Hi, I’m working in Cuda 3.2, with OpenGL, to decode multiple videos at the same time. I am doing this across threads and I am running into some serious problems, e.g. BSOD. I think the problems stem from me not really understanding the Cuda threading model.
What is the purpose of pushing the Cuda context? Do I need to pop the context after its creation? What is the difference between pushing the Cuda context and locking the Cuda context? What areas of the Cuda calls needs to be locked while being accessed, specifically the decoding code, source loading, and Cuda initialization?
I am currently creating a thread for each video to load, initialize, and decode and then have the Pixel Buffer object copied to the texture and rendered in the main thread. Is this a good idea?
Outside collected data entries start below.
PR #40, opened 2016-07-28
Provide the ability to specify custom pipe for table rows

DzmitryShylovich:


src/components/DataTable.ts
```diff
@@ -47,131 +50,154 @@ import './datatable.scss';
...
-  ngAfterViewInit() {
+  ngAfterViewInit(): void {
     this.adjustColumns();
 
-    setTimeout(() => {
-      for(let col of this.columns.toArray()) {
-        this.options.columns.push(new TableColumn(col));
-      }
-    });
+    if (this.columns.length) {
```
DzmitryShylovich: Be careful with `setTimeout` because it triggers change detection for the hole app

src/components/body/BodyCell.ts
```diff
@@ -24,22 +24,21 @@ import { TemplateWrapper } from '../../directives/TemplateWrapper';
...
-  directives: [ TemplateWrapper ]
+  directives: [ TemplateWrapper ],
+  changeDetection: ChangeDetectionStrategy.OnPush
 })
 export class DataTableBodyCell {
 
   @Input() column: TableColumn;
   @Input() row: any;
 
+  @HostBinding('class.datatable-body-cell') isBodySell: boolean = true;
```
amcdnl: `isBodySell` typo ;)

src/components/body/BodyRow.ts
```diff
@@ -38,22 +38,19 @@ import { DataTableBodyCell } from './BodyCell';
...
 
-  get isSelected() {
-    return this.state.selected &&
-      this.state.selected.indexOf(this.row) > -1;
+  constructor(private state: StateService) {
   }
 
-  constructor(private state: StateService, elm: ElementRef) {
-    elm.nativeElement.classList.add('datatable-body-row');
+  @HostBinding('class.datatable-body-row') isBodyRow: boolean = true;
```
amcdnl: This is slower since it has to evaluate the binding vs just adding the class.

src/components/DataTable.ts
```diff
@@ -47,131 +50,154 @@ import './datatable.scss';
...
-  @ContentChildren(DataTableColumn) columns;
+  @ContentChildren(DataTableColumn) columns: QueryList<DataTableColumn>;
 
   private element: HTMLElement;
-  private rowDiffer: any;
-  private colDiffer: any;
+  private rowDiffer: IterableDiffer;
+  private colDiffer: IterableDiffer;
+
+  @HostBinding('class.datatable') isDatatable: boolean = true;
```
amcdnl: This is slower than just adding the class due to evaluation.

src/components/DataTable.ts
amcdnl: Gotcha, couldn't get it to work w/o it though. Open to ideas.

src/components/body/BodyCell.ts
DzmitryShylovich: it should be fixed here https://github.com/swimlane/angular2-data-table/pull/40/commits/a286f3683ba76f941a467fa845e538b01b1e87d1

src/components/DataTable.ts
```diff
@@ -47,131 +50,154 @@ import './datatable.scss';
     DataTableFooter,
     Visibility
   ],
-  host: {
```
amcdnl: Why is it more ideal to do it the other way? Just curious, this seems a bit cleaner given the implementation detail.

src/components/DataTable.ts
```diff
@@ -114,13 +114,13 @@ export class DataTable implements OnInit, DoCheck, AfterViewInit {
       let chngd: boolean = false;
       colDiff.forEachAddedItem(() => {
         chngd = true;
-        return;
+        return false;
```
amcdnl: Curious what this broke?

src/components/body/BodyRow.ts
DzmitryShylovich: Yeah, I thought about that. But it's not the "angular" way to directly access native element and add required classes.

src/components/body/Body.ts
```diff
@@ -12,8 +12,7 @@ import { Subscription } from 'rxjs/Subscription';
   selector: 'datatable-body',
   template: `
     <div>
-      <datatable-progress
```
amcdnl: I actually prefer this pattern, similar how React devs do attributes. Any reasons why you did this?

src/components/DataTable.ts
DzmitryShylovich: https://angular.io/styleguide#!#06-03

src/components/body/ProgressBar.ts
```diff
@@ -13,4 +13,8 @@ import { Component, ChangeDetectionStrategy } from '@angular/core';
   `,
   changeDetection: ChangeDetectionStrategy.OnPush
 })
-export class ProgressBar {}
+export class ProgressBar {
+
+  @Input() visible: boolean = false;
```
amcdnl: If your controlling the visibility on parent, why pass visible here?

src/components/body/BodyRow.ts
amcdnl: Gotcha. I had it like this originally but switched to this given it was faster. Given perf and number of rows its super important to get every inch of perf we can.

I think we should raise this to the ng team for feedback.

src/components/DataTable.ts
amcdnl: LOL, why did they add it if they don't want you to use it. Ok, thanks!

amcdnl:
Once we align on all the items noted, I'll be happy to merge 👍 ! Thanks again!

src/components/body/BodyRow.ts
DzmitryShylovich: I guess this can be pretty easy optimized by the angular compiler in the upcoming rc5. But u're right, would be nice to hear feedback from the core team.

src/components/body/ProgressBar.ts
DzmitryShylovich: Agree, I'll revert these changes.

src/components/body/BodyRow.ts
amcdnl: Lets pull back until we get a clear answer on this, perf is too important for this project for convention over performance.

DzmitryShylovich: ok

DzmitryShylovich:
Fixed.

amcdnl:
Thanks! You didn't have to revert all those style changes, just that add class one.

PR #42, opened 2016-07-31
Created index.d.ts for npm package.

Alber70g:
Created index.d.ts for npm package. This will also fix the dependency resolving in projects using angular-cli


amcdnl:
Haha was it really that easy? #facepalm

PR #47, opened 2016-08-11
chore(build): enable hot module reloading

d3viant0ne:
- Implements Hot Module Reloading via `env.HMR`
- Webpack config is now a function
- Fixes linting errors based on existing config
- Sets `no-console` to warn from error temporarily


amcdnl:
Awesomeness!

PR #62, opened 2016-08-16
Add onScroll event for paging

Tempus35:
Added event to body to send when a page was changed on scroll.


amcdnl:
This should be fixed in 0.2.5

PR #67, opened 2016-08-18
Temporarily use 'typings' instead of 'types' for pre-2.0 users.

DanielRosenwasser:
This should help out users who aren't using 2.0 yet as I brought up on https://github.com/swimlane/angular2-data-table/issues/1#issuecomment-240618399.


amcdnl:
Thanks so much @DanielRosenwasser !

PR #80, opened 2016-08-24
Adding datatable-row-odd / even classes to rows

ocombe:
Adding `datatable-row-odd` & `datatable-row-even` classes to rows, based on their $$index


amcdnl:
Thanks!

PR #83, opened 2016-08-25
Allow changing of body height via table options

Tempus35:


amcdnl:
Discussion in Gitter:

> This is a internal property. The property is set at runtime by a calculation of the height of the element. Verify this: https://github.com/swimlane/angular2-data-table/blob/master/src/components/DataTable.ts#L128

amcdnl:
@Tempus35 any updates on this?

Tempus35:
Not yet, sorry been busy. I will look more into it this afternoon or tomorrow though.

Tempus35:
So I did some quick testing, the height of the table is indeed calculated on runtime by amount of rows and row height. Further more the bodyHeight, when set with this modified code, does not change anything. I am closing this.

PR #104, opened 2016-09-08
Modify Datatable to allow multiple tables on a page

Tempus35:
I changed the state service to use maps based on a key that was unique per table. I also changed all the components to use the new system. It passed npm test and was working in npm start. 

I did realize later that the package.json has angular2-data-table.cjs.js instead of angular2-data-table.umd.js and I changed the tsconfig to emit helpers. Feel free to remove both those changes but I needed them for my build.


package.json
```diff
@@ -2,7 +2,7 @@
   "name": "angular2-data-table",
   "version": "0.3.8",
   "description": "angular2-data-table is a Angular2 component for presenting large and complex data.",
-  "main": "release/angular2-data-table.umd.js",
+  "main": "release/angular2-data-table.cjs.js",
```
amcdnl: Why did you change this to CJS vs UMD?

release/components/DataTable.d.ts
```diff
@@ -16,6 +16,7 @@ export declare class DataTable implements OnInit, DoCheck, AfterViewInit {
     private element;
     private rowDiffer;
     private colDiffer;
+    private key;
```
amcdnl: please add a line break after this

amcdnl:
Few things:
- Why was lodash added? IMO lodash is not ever needed anymore.
- I don't use Typings with this project, so those should be removed.
- In the future, don't check in anything inside release. It makes merges hell and harder to review.

After reviewing this, TBH the key solution is really gross. It would be simplier/cleaner just to pass the state container around IMO. I'll take a run at that and we can colloab.

Tempus35:
Lodash was used because I wanted to use some of its functions, yes you can remove them and come up with something else, I just did not know how. As for typings that was only added for lodash and the key solution might not be the best solution but best I could come up with.

package.json
Tempus35: Yea, mentioned that in the initial comment, I have to use cjs for my project, forgot to change back after testing.

amcdnl:
Right on, we can iterate on this. Lodash was needed mainly pre-es5 for Array helpers/etc. 

I've actually never used it and just always used polyfills which since we have core-js you always have them all now.

amcdnl:
Fixed via native option, no longer needed. Thanks for your effort!

PR #107, opened 2016-09-09
Bug fix onPaged event emit wrong property name

zxshinxz:
Updated Pager component onPaged event property name from 'value' => 'page' to match DataTable component event onPageChanged

### DIFF
--- a/src/components/footer/Pager.ts
+++ b/src/components/footer/Pager.ts
@@ -112,7 +112,7 @@ export class DataTablePager {
 
       this.onPaged.emit({
         type: 'pager-event',
-        value: page
+        page: page
       });
     }
   }


src/components/footer/Pager.ts
```diff
@@ -112,7 +112,7 @@ export class DataTablePager {
 
       this.onPaged.emit({
         type: 'pager-event',
-        value: page
+        page: page
```
amcdnl: We should use `value` instead as there are other places that are looking for that.

Tempus35: Need to change this then
` onPageChanged(action) {
    this.state.setPage(this.key, action);
    this.onPageChange.emit(action.page);
  }
`
since it is receiving the event and has no page property.

amcdnl:
Resolved in latest. Thanks!

PR #43, opened 2022-03-19
Custom file handler

ibolton336:


pkg/client/src/app/api/models.tsx
```diff
@@ -342,9 +342,9 @@ export interface TaskData {
     withDeps: boolean;
     artifact: string;
   };
-  targets: string[];
-  sources: string[];
-  scope: {
+  targets?: string[];
+  sources?: string[];
+  scope?: {
```
gildub, line 347: I don't think this is needed. Actually the backend has those fields mandatory.
* targets cannot be empty.
* sources can be empty but it's an empty array in that case.
* scope is mandatory where withKnown is false by default and packages.includes = [] by default.

pkg/client/src/app/pages/applications/analysis-wizard/analysis-wizard.tsx
```diff
@@ -198,49 +245,143 @@ export const AnalysisWizard: React.FunctionComponent<IAnalysisWizard> = ({
...
+  const getNextStep = (activeStep: any, callback?: any) => {
+    if (activeStep.id === 1 && mode === "Upload a local binary") {
+      setTimeout(() => {
+        callback();
+      });
+    } else {
+      setTimeout(() => {
+        callback();
+      });
+    }
```
mturley, line 372: Both the if/else branches here do the same thing?

pkg/client/src/app/pages/applications/analysis-wizard/analysis-wizard.tsx
```diff
@@ -63,11 +72,15 @@ export const AnalysisWizard: React.FunctionComponent<IAnalysisWizard> = ({
...
+    if (!isInitTasks) {
+      initTasks();
+    }
 
-  const [isInitTasks, setInitTasks] = React.useState(false);
-  const [createdTasks, setCreatedTasks] = React.useState<Array<Task>>([]);
+    return () => {
+      setInitTasks(false);
+    };
+  }, []);
```
gildub, line 83: I don't see why we need useEffect (I actually initially tried that path but came back from it).
I React state isInitTasks allows us to flag if the task(s) have been created and if not then this is done only once.

I actually get an error on here: React Hook useEffect has missing dependencies: 'initTasks' and 'isInitTasks'. Either include them or remove the dependency array.

pkg/client/src/app/pages/applications/analysis-wizard/analysis-wizard.tsx
```diff
@@ -36,8 +44,9 @@ export interface IAnalysisWizardFormValues {
   withKnown: string;
   includedPackages: string[];
   excludedPackages: string[];
-  customRulesFiles: IReadFile[];
+  customRulesFiles: any;
```
gildub, line 47: Why change for any ?

ibolton336: Was running into this when having a nested ts definition within the form values. Will adjust to include definition within the form values interface. https://github.com/react-hook-form/react-hook-form/discussions/7764

pkg/client/src/app/pages/applications/analysis-wizard/analysis-wizard.tsx
ibolton336: Ok I will revert the change

pkg/client/src/app/pages/applications/analysis-wizard/analysis-wizard.tsx
```diff
@@ -91,6 +104,24 @@ export const AnalysisWizard: React.FunctionComponent<IAnalysisWizard> = ({
...
+  const {
+    mode,
+    targets,
+    sources,
+    withKnown,
+    includedPackages,
+    excludedPackages,
+    customRulesFiles,
+    excludedRulesTags,
+    createdTasks,
```
gildub, line 121: `createdTasks` are only used in this file and we can pass the task Id to `UploadBinary` which always handles a single application case anyway.

pkg/client/src/app/pages/applications/analysis-wizard/components/upload-binary.tsx
```diff
@@ -11,21 +11,54 @@ import {
...
+import { IAnalysisWizardFormValues, IReadFile } from "../analysis-wizard";
+import { Task } from "@app/api/models";
 
-export interface IReadFile {
-  fileName: string;
-  data?: string;
-  loadResult?: "danger" | "success";
-  loadError?: DOMException;
+interface IUploadBinary {
+  createdTasks: Array<Task>;
```
gildub, line 20: We only need the ID of the task involved.
=

gildub (approved):
LGTM

PR #44, opened 2022-03-21
Set ouptut, mode.artifact and rules path uploads

gildub:
Completely set up custom rules:
- Uploads custom rules files
- Makes rules optional for task.data

Adds generic rest request for file uploads to be used by both binary and custom rules

Harmonize notifications for Task creation (wizard initialization), custom rules uploads, task data set (update) and submission.


ibolton336 (approved):
LGTM

PR #46, opened 2022-03-21
Loosen types on field values to fix ts error

ibolton336:
Still need to find a fix for deep type checking against field values. This fixes the circular dep error that keeps popping up. https://github.com/react-hook-form/react-hook-form/discussions/7764

### DIFF
--- a/pkg/client/src/app/pages/applications/analysis-wizard/set-mode.tsx
+++ b/pkg/client/src/app/pages/applications/analysis-wizard/set-mode.tsx
@@ -6,7 +6,7 @@ import {
   SelectOption,
   SelectVariant,
 } from "@patternfly/react-core";
-import { useFormContext } from "react-hook-form";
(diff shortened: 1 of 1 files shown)


pkg/client/src/app/pages/applications/analysis-wizard/set-mode.tsx
```diff
@@ -6,7 +6,7 @@ import {
   SelectOption,
   SelectVariant,
 } from "@patternfly/react-core";
-import { useFormContext } from "react-hook-form";
+import { FieldValues, useFormContext } from "react-hook-form";
```
gildub, line 9: This not used.

gildub: Never mind we can fix it during next pass.

gildub (approved):
LGTM

PR #48, opened 2022-03-21
Fix proxy save button disabled state when value changes 

ibolton336:
Previously, the save button was not changing when updating values/saving. This was in part due to proxies not being properly refetched after a mutation.


pkg/client/src/app/pages/proxies/proxy-form.tsx
```diff
@@ -313,6 +315,19 @@ export const ProxyForm: React.FC<ProxyFormProps> = ({
     formik.handleChange(event);
   };
 
+  const [hasUpdate, setHasUpdate] = useState(false);
+  useEffect(() => {
+    console.log(formik.values, httpProxy);
```
gildub, line 320: Do we need to keep that ?

PR #51, opened 2022-03-23
Display report when analysis is succeeded

gildub:
- Provide link to windup report when Analysis is successful
- Filters tasks with only latest created task when several task exist for a same application.
- Blocks Analyze button when selected applications are already engaged in "Created", "Running" or "Ready"
- Harmonize Task state and matching Analysis state displayed by UI
- Renames IconStatusAssessment to IconStatus as it's shared by several components


ibolton336 (approved):
LGTM

PR #61, opened 2022-03-29
Bug fix for showing kind on identity edit

ibolton336:


gildub (commented):
When editing a source control the user credentials are not matching.
Also I cannot upload a Maven file anymore, I get a xml validation error

ibolton336:
> When editing a source control the user credentials are not matching. Also I cannot upload a Maven file anymore, I get a xml validation error

The validation error is because it does not match the schema provided.

Issue #63, opened 2022-03-30
Allow single user mode


fbladilo:
We need UI to honor the AUTH_REQUIRED pod environment variable , essentially this will cause Tackle to enable/disable keycloak auth and allow a user to just run as admin without auth. 

When AUTH_REQUIRED is set (false) at the operator level keycloak will not be deployed , so environment variables SSO_* should not be required when AUTH_REQUIRED is set to false.

Also , for naming consistency the SSO_* UI env variables should match what the hub is using : 
```
            - name: KEYCLOAK_REALM
              value: "{{ keycloak_sso_realm }}"
            - name: KEYCLOAK_HOST
              value: "{{ keycloak_sso_host }}"
            - name: KEYCLOAK_CLIENT_ID
              value: "{{ keycloak_sso_hub_client_id }}"
            - name: KEYCLOAK_CLIENT_SECRET
              valueFrom:
                secretKeyRef:
                  name: "{{ hub_secret_name }}"
                  key: keycloak_client_secret
```
For reference also see : https://github.com/konveyor/tackle2-operator/issues/33

PR #64, opened 2022-03-30
Single user ui changes

ibolton336:
- Update env var names
- Conditionally render the keycloak provider wrapper based on an env var. 
- Updated the PR to follow the forklift env var approach for supporting encrypted env vars in production loaded at runtime & loading development mode env vars at build time.
Pending operator changes: https://github.com/konveyor/tackle2-ui/issues/63

Depends upon https://github.com/konveyor/tackle2-operator/pull/43


fbladilo:
@ibolton336 I don't think we are using KEYCLOAK_REALM or KEYCLOAK_CLIENT_ID that I could find , perhaps it would make sense to remove them if they are useless. Also , KEYCLOAK_HOST makes sense more as KEYCLOAK_SERVER_URL , still follows naming but I think better represents what it is , since it is a URL that contains the host.

fbladilo (commented):
We need a conditional here for AUTH_REQUIRED , basically : 
```
if [[ $AUTH_REQUIRED == "true" ]]; then

	if [[ -z "$KEYCLOAK_SERVER_URL" ]]; then
	  echo "You must provide KEYCLOAK_SERVER_URL environment variable" 1>&2
	  exit 1
	fi
fi
```
I believe that should work fine since we need to check for KEYCLOAK_HOST only when AUTH_REQUIRED evals true

gildub:
@fbladilo, please let us know when you have an operator PR covering the change from  SSO_SERVER_URL to KEYCLOAK_SERVER_URL

entrypoint.sh
```diff
@@ -12,20 +12,11 @@ if [[ -z "$PATHFINDER_URL" ]]; then
...
-  echo "You must provide SSO_REALM environment variable" 1>&2
-  exit 1
-fi
-
-if [[ -z "$SSO_SERVER_URL" ]]; then
-  echo "You must provide SSO_SERVER_URL environment variable" 1>&2
-  exit 1
+if [[ $AUTH_REQUIRED == "true" ]]; then
+  if [[ -z "$KEYCLOAK_SERVER_URL" ]]; then
+    echo "You must provide SSO_SERVER_URL environment variable" 1>&2
```
gildub, line 17: Actually we need to change the message itself as well.

entrypoint.sh
```diff
@@ -12,20 +12,11 @@ if [[ -z "$PATHFINDER_URL" ]]; then
   exit 1
 fi
 
-if [[ -z "$SSO_REALM" ]]; then
-  echo "You must provide SSO_REALM environment variable" 1>&2
-  exit 1
-fi
```
gildub, line 18: @ibolton336,

KEYCLOAK_REALM or KEYCLOAK_CLIENT_ID are legacy names which have been replaced by SSO_REALM and SSO_CLIENT.

At the moment we're using hard coded values in https://github.com/konveyor/tackle2-ui/blob/main/pkg/client/src/app/keycloak.ts.

Tackle 1 was generating a json file bundled with the app:
 https://github.com/konveyor/tackle-ui/blob/main/public/keycloak.json.template

Since those value are provided dynamically by the operator I think we  need Express to serve them.

entrypoint.sh
```diff
@@ -12,20 +12,11 @@ if [[ -z "$PATHFINDER_URL" ]]; then
...
+  if [[ -z "$KEYCLOAK_SERVER_URL" ]]; then
+    echo "You must provide KEYCLOAK_SERVER_URL environment variable" 1>&2
+    exit 1
+  fi
 fi
-
-if [[ -z "$SSO_CLIENT_ID" ]]; then
-  echo "You must provide SSO_CLIENT_ID environment variable" 1>&2
-  exit 1
-fi
```
gildub, line 28: I think we need to keep this for same reason as above.

gildub (commented):
We need to keep SSO_CLIENT_ID and SSO_REALM. See inline.

entrypoint.sh
fbladilo: @gildub Do we have to keep the naming as SSO_xxxx or can they be replaced by KEYCLOAK_CLIENT_ID and KEYCLOAK_REALM ? The reason I ask is because we are getting rid of all SSO naming everywhere else.

gildub: @fbladilo, Yes that's absolutely fine. Better have it consistent across the board

entrypoint.sh
```diff
@@ -12,20 +12,21 @@ if [[ -z "$PATHFINDER_URL" ]]; then
...
   exit 1
 fi
 
-if [[ -z "$SSO_SERVER_URL" ]]; then
-  echo "You must provide SSO_SERVER_URL environment variable" 1>&2
-  exit 1
-fi
-
-if [[ -z "$SSO_CLIENT_ID" ]]; then
+if [[ -z "$KEYCLOAK_CLIENT_ID" ]]; then
```
fbladilo, line 20: KEYCLOAK_CLIENT_ID and KEYCLOAK_REALM should be contained within the AUTH_REQUIRED conditional below, operator will only set these variables in the pod when AUTH_REQUIRED is true, otherwise they will be ignored but the entrypoint should not fail (AUTH_REQUIRED=false case).

pkg/client/public/locales/es/translation.json
```diff
@@ -233,7 +230,6 @@
         "risk": "Riesgo",
         "scheduled": "Programado",
         "select": "Seleccione",
-        "selected": "Seleccionado",
```
gildub, line 236: The commit doesn't need this change

pkg/client/public/locales/en/translation.json
```diff
@@ -233,7 +230,6 @@
         "risk": "Risk",
         "scheduled": "Scheduled",
         "select": "Select",
-        "selected": "Selected",
```
gildub, line 236: The commit doesn't need this change

pkg/client/public/locales/en/translation.json
```diff
@@ -37,9 +37,6 @@
         "save": "Save",
         "saveAndReview": "Save and review",
         "saveAsDraft": "Save as draft",
-        "selectAll": "Select all",
-        "selectNone": "Select none",
-        "selectPage": "Select page",
```
gildub, line 42: The commit doesn't need this change

pkg/client/tsconfig.json
```diff
@@ -29,6 +29,7 @@
     },
     "skipLibCheck": true,
     "strict": true, // Includes alwaysStrict and noImplicitAny
+    "noImplicitAny": false,
```
gildub, line 32: We need to avoid going on that road.

gildub (changes requested):
As we've discussed it would be preferable to use the Express API approach.

pkg/client/tsconfig.json
ibolton336: This is the approach that forklift-ui takes. Need this to manipulate the global window object.

ibolton336:
> As we've discussed it would be preferable to use the Express API approach.

This approach is the same as the forklift-ui approach. We discussed it would be preferable to use the same approach across the apps. Adding in an asynchronous call when we are bootstrapping the app could cause some unforeseen issues. This PR just implements the proven template variable approach that Mike recommended. This way we can keep our strict typing for the env var constant.

gildub:
@ibolton336, the way Forklift/MTV addressed its needs is definitively not a standard across the apps.
I would rather have a better long term solution.
Let's discuss it.

pkg/client/config/webpack.common.js
```diff
@@ -170,9 +172,26 @@ module.exports = (env) => {
...
+        ...(env !== 'production' 
+          ? {
+              // In dev mode, populate window._env at build time
+              filename: 'index.html',
+              template: path.resolve(__dirname, "../public/index.html.ejs"),
+              favicon: path.resolve(__dirname, "../public/favicon.ico"),
+              templateParameters: {
+                _env: helpers.getEncodedEnv(),
+              },
+            }
```
gildub, line 189: Why not having that block in webpack.dev.js ?

pkg/client/config/webpack.common.js
```diff
@@ -170,9 +172,26 @@ module.exports = (env) => {
...
+          : {
+              // In real prod mode, populate window._env at run time with express
+              filename: 'index.html.ejs',
+              template: `!!raw-loader!${path.resolve(__dirname, '../public/index.html.ejs')}`,
+            }),
```
gildub, line 194: And that one in webpack.prod.js ?

gildub (commented):
See inline

gildub (approved):
Let's move forward and adjust later if needed. Thanks

PR #67, opened 2022-04-01
Applications analysis table, wizard: Taskgroup queries, warning, fixes and more

gildub:
- Replaces `/hub/tasks` queries with `/hub/taskgroups`
- Replaces legacy fetch hooks with react queries hooks
- Taskgroup deletion when wizard is canceled     
- Analysis status now get proper refresh
- Wizard steps chaining
- SetMode will display a warning if involved application don't fit the analysis requirements (source/binary/credentials)
- Targets: new jakarta-ee, openliberty, and openjdk11targets and standard corporate svg icon black for upstream
- Setscope has first radio button as default
- Adds ReactQueryDevtools
- Fixes "Function component cannot be given refs..." warning in log on wizard SetMode step


pkg/client/src/app/pages/applications/applications-table-analyze/applications-table-analyze.tsx
```diff
@@ -208,7 +190,7 @@ export const ApplicationsTableAnalyze: React.FC = () => {
     }
 
     closeApplicationModal();
-    refreshTable();
+    // refreshTable();
```
ibolton336, line 193: Do we need this?

pkg/client/src/app/queries/tasks.ts
```diff
@@ -14,24 +14,31 @@ export const useFetchTasks = (
...
+              const others = uniqLatestTasks.filter((t) => t.id !== aTask.id);
+              uniqLatestTasks = [...others, task];
+            } else uniqLatestTasks.push(task);
+          });
+          setTasks(uniqLatestTasks);
+        })
+        .catch((error) => {
+          console.log("error, ", error);
+        }),
+    { refetchInterval: 1000 * 60 }
```
ibolton336, line 41: Maybe we want to fetch more often and push it out if we a see a performance hit?

ibolton336:
After running through an analysis wizard, I am not seeing my applications list update. I had a failed analysis & had to navigate away and come back for the status to show up.

ibolton336:
I think we would need to update the analysis-wizard onSubmit to use a mutate tasks query. Then we could invalidate the applications query like we currently do for proxies.

ibolton336 (changes requested):

pkg/client/src/app/queries/tasks.ts
ibolton336: Can also disable query if a condition is happening like a wizard modal being open etc. https://react-query.tanstack.com/guides/disabling-queries

pkg/client/src/app/queries/applications.ts
```diff
@@ -0,0 +1,57 @@
...
+import { deleteApplication, getApplications } from "@app/api/rest";
+
+export interface IFetchState {
+  applications: Application[];
+  isFetching: boolean;
+  fetchError: any;
+  refetch: () => void;
+}
+
+export const useFetchApplications = (
```
ibolton336, line 14: Nice job porting this over to applications! I think this will really help us.

pkg/client/src/app/pages/applications/applications-table-analyze/applications-table-analyze.tsx
gildub: Taken care of

ibolton336:
A few questions: 
- Have we implemented the warning within the wizard? 
- Seeing the analyze button disabled after attempting a failed analysis. Seeing some weird state after a bulk analysis & not sure what the outcome of the analysis was. Only one analysis shows failed and can't click the analyze button again. 
Screen Shot 2022-04-05 at 8 21 46 AM

ibolton336:
When starting a bulk analysis, I see the tasks hanging at scheduled with no info updating after several minutes 

Screen Shot 2022-04-05 at 8 32 02 PM

ibolton336:
Seeing this warning in the console:
Screen Shot 2022-04-05 at 9 24 47 PM

ibolton336:
Just jotting some notes down here with some questions. Maybe some are candidates for future issues. 
1) There is no default value on the scope page & next is enabled 
2) Seems like the api is getting pegged with tasks and application requests every second. Can we control this polling logic a little tighter? 
3) It is unclear why the analyze button is disabled. 
4) No information when completing the wizard without valid tasks. 
5) Sometimes when I re-open the wizard, my entire browser crashes and I can't recover the session.

gildub:
@ibolton336, since this PR is now way ahead of PR#65, I'm addressing some of the issues in this one.

I'm updating the description of this PR with additions/fixes

ibolton336 (approved):
VISACK

PR #69, opened 2022-04-06
Wizard: SetTargets to remember selection

gildub:
Makes sure targets selected are properly active when going back and forth between wizard steps.


ibolton336 (approved):
VISACK

PR #73, opened 2022-04-07
Remove legacy headers

ibolton336:
- Removes HAL headers for imports and dependencies.


gildub (changes requested):
Since HAL is not used entirely let's remove all reference to HAL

Should I copy the Pixel Buffer into the texture in the video thread and only render the texture in the main thread?
Would it be a better plan to have one thread for all the video loading and initialization, another thread for all the decoding and Pixel Buffer copying, and do all the rendering in the main thread?
If it also helps, I am using a Quadro 6000 and I can get a maximum of 6 videos at once in my application and 7 standalone. I use to be able to get 7 and 8 respectively, but the new nvidia drivers 275.65 have dropped that number.
Also, if I go over my maximum number of videos my system will blue screen. No matter what I do, I can’t seem to catch any errors or get any error codes before it crashes.